Required work |
Search the listing below for the word "thanks" and copy each line where it appears.

....

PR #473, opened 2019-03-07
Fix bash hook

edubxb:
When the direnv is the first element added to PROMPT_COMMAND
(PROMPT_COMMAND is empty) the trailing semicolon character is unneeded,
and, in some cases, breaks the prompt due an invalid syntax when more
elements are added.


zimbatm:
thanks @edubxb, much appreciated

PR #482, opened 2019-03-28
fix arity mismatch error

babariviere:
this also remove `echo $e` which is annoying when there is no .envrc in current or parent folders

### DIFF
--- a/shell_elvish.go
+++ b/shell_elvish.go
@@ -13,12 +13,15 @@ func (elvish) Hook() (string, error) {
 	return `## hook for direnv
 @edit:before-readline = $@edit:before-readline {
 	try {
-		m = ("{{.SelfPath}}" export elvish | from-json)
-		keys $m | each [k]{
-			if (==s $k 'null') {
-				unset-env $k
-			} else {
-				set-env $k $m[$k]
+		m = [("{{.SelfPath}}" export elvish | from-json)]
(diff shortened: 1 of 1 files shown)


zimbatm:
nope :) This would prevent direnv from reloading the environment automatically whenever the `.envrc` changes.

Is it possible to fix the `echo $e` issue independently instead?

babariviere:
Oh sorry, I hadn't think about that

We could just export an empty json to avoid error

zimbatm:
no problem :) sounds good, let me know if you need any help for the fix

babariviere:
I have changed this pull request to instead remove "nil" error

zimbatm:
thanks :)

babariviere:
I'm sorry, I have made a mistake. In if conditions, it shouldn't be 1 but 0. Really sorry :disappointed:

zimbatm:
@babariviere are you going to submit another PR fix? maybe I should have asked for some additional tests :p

....

Answer for this exercise |
thanks @edubxb, much appreciated
thanks :)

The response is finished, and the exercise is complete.